**Saved entries:**
PR #1190, opened 2020-09-22
Upgrade to StoryBook 6

aslakhellesoy:
This upgrades to StoryBook 6. Changes:

- Generate a `.ts` file from each `.ndjson` file in the cck
- Load `.ts` files instead of `.ndjson` files in the stories
- Update StoryBook configuration


aslakhellesoy:
I'm merging this. Some storybook stories have been lost. I say we add them back when/if we need them.

PR #1203, opened 2020-10-01
Add a "update dependencies" entry for PR checklist

vincent-psarga:
## Summary

To ease dependencies updates, a new entry in the checklist for pull requests asks for people making PRs to also run the `update-dependencies` make target (see [this comment in another PR](https://github.com/cucumber/cucumber/pull/1179#issuecomment-696037583))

**EXERCISE:** An exact copy is needed of the lines from the one containing "- Generate a" through the end of the records.

**YOUR SOLUTION:**
- Generate a `.ts` file from each `.ndjson` file in the cck
- Load `.ts` files instead of `.ndjson` files in the stories
- Update StoryBook configuration


aslakhellesoy:
I'm merging this. Some storybook stories have been lost. I say we add them back when/if we need them.

PR #1203, opened 2020-10-01
Add a "update dependencies" entry for PR checklist

vincent-psarga:
## Summary

To ease dependencies updates, a new entry in the checklist for pull requests asks for people making PRs to also run the `update-dependencies` make target (see [this comment in another PR](https://github.com/cucumber/cucumber/pull/1179#issuecomment-696037583))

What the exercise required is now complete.